### DATA SUPPLIED
PR #24751, opened 2024-11-15
feat: start deployment reconstruction on startup if needed

### LINKED ISSUE #24715: Start deployment reconstruction on startup if needed
Add a `StreamProcessorLifecycleAware` task that checks whether we've already reconstructed and stored all deployments or not. If not, it should write a new command that starts the reconstruction.

lenaschoenburg:
Adds a new startup task that checks whether all deployments are stored in the state and writes a new `Deployment/Reconstruct` command if not.

The new `Deployment/Reconstruct` command has a placeholder processor that writes the  `Deployment/ReconstructedAll` event to confirm the command. The applier updates the deployment state to mark all deployments as reconstructed now. This is fake as long as we don't actually reconstruct the deployments.

closes #24715

### DIFF
--- a/zeebe/engine/src/main/java/io/camunda/zeebe/engine/processing/deployment/DeploymentReconstructionStarter.java
+++ b/zeebe/engine/src/main/java/io/camunda/zeebe/engine/processing/deployment/DeploymentReconstructionStarter.java
@@ -41,6 +41,11 @@ public final class DeploymentReconstructionStarter implements StreamProcessorLif
   @Override
   public TaskResult execute(final TaskResultBuilder taskResultBuilder) {
     LOG.debug("Not all deployments are stored, starting reconstruction");
+    // There's a chance that this command is written more than once, for example when the broker is
+    // restarted before the first command is processed.
+    // This is fine as long as the command is idempotent and does not contain any state. Do not
+    // start to add more state to the command or make the command non-idempotent unless you also
+    // find a way to prevent that this initial command is written more than once.
     taskResultBuilder.appendCommandRecord(DeploymentIntent.RECONSTRUCT, new DeploymentRecord());
     return taskResultBuilder.build();
   }
--- a/zeebe/engine/src/main/java/io/camunda/zeebe/engine/processing/deployment/DeploymentReconstructionStarter.java
+++ b/zeebe/engine/src/main/java/io/camunda/zeebe/engine/processing/deployment/DeploymentReconstructionStarter.java
@@ -1,0 +1,44 @@
+/*
+ * Copyright Camunda Services GmbH and/or licensed to Camunda Services GmbH under
+ * one or more contributor license agreements. See the NOTICE file distributed
+ * with this work for additional information regarding copyright ownership.
+ * Licensed under the Camunda License 1.0. You may not use this file
+ * except in compliance with the Camunda License 1.0.
+ */
+package io.camunda.zeebe.engine.processing.deployment;
+
+import io.camunda.zeebe.engine.state.immutable.DeploymentState;
+import io.camunda.zeebe.stream.api.ReadonlyStreamProcessorContext;
+import io.camunda.zeebe.stream.api.StreamProcessorLifecycleAware;
+import io.camunda.zeebe.stream.api.scheduling.Task;
+import io.camunda.zeebe.stream.api.scheduling.TaskResult;
+import io.camunda.zeebe.stream.api.scheduling.TaskResultBuilder;
+import java.time.Duration;
+import org.slf4j.Logger;
+import org.slf4j.LoggerFactory;
+
+public final class DeploymentReconstructionStarter implements StreamProcessorLifecycleAware, Task {
+
+  private static final Logger LOG = LoggerFactory.getLogger(DeploymentReconstructionStarter.class);
+  private final DeploymentState deploymentState;
+
+  public DeploymentReconstructionStarter(final DeploymentState deploymentState) {
+    this.deploymentState = deploymentState;
+  }
+
+  @Override
+  public void onRecovered(final ReadonlyStreamProcessorContext context) {
+    if (deploymentState.hasStoredAllDeployments()) {
+      LOG.trace("All deployments are already stored, skipping reconstruction");
+      return;
+    }
+
+    context.getScheduleService().runDelayed(Duration.ZERO, this);
+  }
+
+  @Override
+  public TaskResult execute(final TaskResultBuilder taskResultBuilder) {
+    LOG.debug("Not all deployments are stored, starting reconstruction");
+    return taskResultBuilder.build();
+  }
+}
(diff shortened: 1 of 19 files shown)


lenaschoenburg:
`shouldRestoreState` tests are failing because we always write the `Reconstruct` command now, which leads to new keys being generated after a simple restart. To make this pass, we already have to flip the flag to indicate that we are done reconstructing all deployments (even though that bit isn't implemented yet) to avoid redoing it again.

zeebe/engine/src/main/java/io/camunda/zeebe/engine/state/appliers/DeploymentReconstructedAllApplier.java
```diff
@@ -0,0 +1,27 @@
...
+    implements TypedEventApplier<DeploymentIntent, DeploymentRecord> {
+  private final MutableDeploymentState deploymentState;
+
+  public DeploymentReconstructedAllApplier(final MutableDeploymentState deploymentState) {
+    this.deploymentState = deploymentState;
+  }
+
+  @Override
+  public void applyState(final long key, final DeploymentRecord value) {
+    deploymentState.markALlDeploymentsAsStored();
```
remcowesterhoud, line 25:
```suggestion
    deploymentState.markAllDeploymentsAsStored();
```

🤡

zeebe/engine/src/main/java/io/camunda/zeebe/engine/processing/deployment/DeploymentReconstructionStarter.java
```diff
@@ -0,0 +1,47 @@
...
+
+    context.getScheduleService().runDelayed(Duration.ZERO, this);
+  }
+
+  @Override
+  public TaskResult execute(final TaskResultBuilder taskResultBuilder) {
+    LOG.debug("Not all deployments are stored, starting reconstruction");
+    taskResultBuilder.appendCommandRecord(DeploymentIntent.RECONSTRUCT, new DeploymentRecord());
+    return taskResultBuilder.build();
+  }
```
remcowesterhoud, line 46: ❓ So what is the plan here? Will you write all the reconstruct commands in this starter? That seems like a bad idea as if there's a lot of processes it could fill up the log significantly.

On the other hand you only have a `DeploymentRecord`. How will you use this to gradually reconstruct the deployment state?

zeebe/engine/src/main/java/io/camunda/zeebe/engine/processing/deployment/DeploymentReconstructionStarter.java
```diff
@@ -0,0 +1,47 @@
...
+  private static final Logger LOG = LoggerFactory.getLogger(DeploymentReconstructionStarter.class);
+  private final DeploymentState deploymentState;
+
+  public DeploymentReconstructionStarter(final DeploymentState deploymentState) {
+    this.deploymentState = deploymentState;
+  }
+
+  @Override
+  public void onRecovered(final ReadonlyStreamProcessorContext context) {
+    if (deploymentState.hasStoredAllDeployments()) {
```
remcowesterhoud, line 33: ❌ I don't think this check is safe? What happens if it already started the reconstruction and the broker restarts. The flag isn't set yet, as it'll get set once evrything is reconstructed. I think we need a flag to indicate if the reconstruction is started 🤔

remcowesterhoud (changes requested):

zeebe/engine/src/main/java/io/camunda/zeebe/engine/processing/deployment/DeploymentReconstructionStarter.java
lenaschoenburg: True, I did not think of this :+1:

zeebe/engine/src/main/java/io/camunda/zeebe/engine/processing/deployment/DeploymentReconstructionStarter.java
lenaschoenburg: My plan was to do it incrementally, i.e. write the first `Reconstruct` command which writes the next one etc. That way we automatically benefit from batch processing too.
On `Deployment/Reconstructed` we can update the state based on the contained resources in the `DeploymentRecord`.

remcowesterhoud: So basically:
- Get the first resource key (whether it's a process/form/drd)
- Write the resoncstruct command for this key
- In that processor get the next resource key (whether it's a process/form/drd)
- Write a followup reconstruct command for this key

I guess you know you're done once you find a resource that contains a deployment key that isn't -1?

lenaschoenburg: > I guess you know you're done once you find a resource that contains a deployment key that isn't -1?

No, there can also be resources with a deployment key but that deployment key doesn't exist.

I think the sequence should be this: 
1. Write a Reconstruct command (no key necessary)
2. On processing, look for the next resource.
3. Find all resources with the same deployment key if it has one
4. Write a Reconstructed event with the rebuilt DeploymentRecord
5. Write the next Reconstruct command
6. If we can't find a resource without a matching deployment write the ReconstructedAll event and no Reconstruct command.

zeebe/engine/src/main/java/io/camunda/zeebe/engine/processing/deployment/DeploymentReconstructionStarter.java
lenaschoenburg: We might still write the initial Reconstruct command, then restart before processing it and write it again. We could mark the first one as such and then reject the second one if we've already started, _but:_ we could also just ignore this? At worst, we'd write a redundant Reconstruct command. But that wouldn't cause any conflicts or inconsistencies because the Reconstruct command doesn't carry any state and ends up as a no-op if there's nothing to do?

lenaschoenburg: As discussed, this is difficult to avoid and there's no harm in writing a redundant Reconstruct command either. Let's leave it for now.

zeebe/stream-platform/src/main/java/io/camunda/zeebe/stream/impl/ReplayStateMachine.java
```diff
@@ -210,7 +210,7 @@ private boolean tryToReplayBatch(final Batch batch) throws Exception {
           batch.forEachRemaining(this::replayEvent);
 
           if (batchSourceEventPosition > snapshotPosition) {
-            lastProcessedPositionState.markAsProcessed(batchSourceEventPosition);
+            lastProcessedPositionState.markAsProcessed(lastReadRecordPosition);
```
remcowesterhoud, line 213: 🔧 I don't think this is supposed to be in here.

remcowesterhoud (approved):
Thanks @lenaschoenburg 🚀 

It would be great if we could somewhere in the code document that if a `Deployment.RECONSTRUCT` is written the command **must** be stateless.

zeebe/stream-platform/src/main/java/io/camunda/zeebe/stream/impl/ReplayStateMachine.java
lenaschoenburg: Oh wow, that should not have slipped in here :grimacing:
######
■ WORK TO BE COMPLETED:
Only those lines of the entries above that run from the line containing "remcowesterhoud, line 46: ❓" to the line containing "On the other", both included, should be transcribed exactly.

■ SOLUTION TO THE EXERCISE:
remcowesterhoud, line 46: ❓ So what is the plan here? Will you write all the reconstruct commands in this starter? That seems like a bad idea as if there's a lot of processes it could fill up the log significantly.

On the other hand you only have a `DeploymentRecord`. How will you use this to gradually reconstruct the deployment state?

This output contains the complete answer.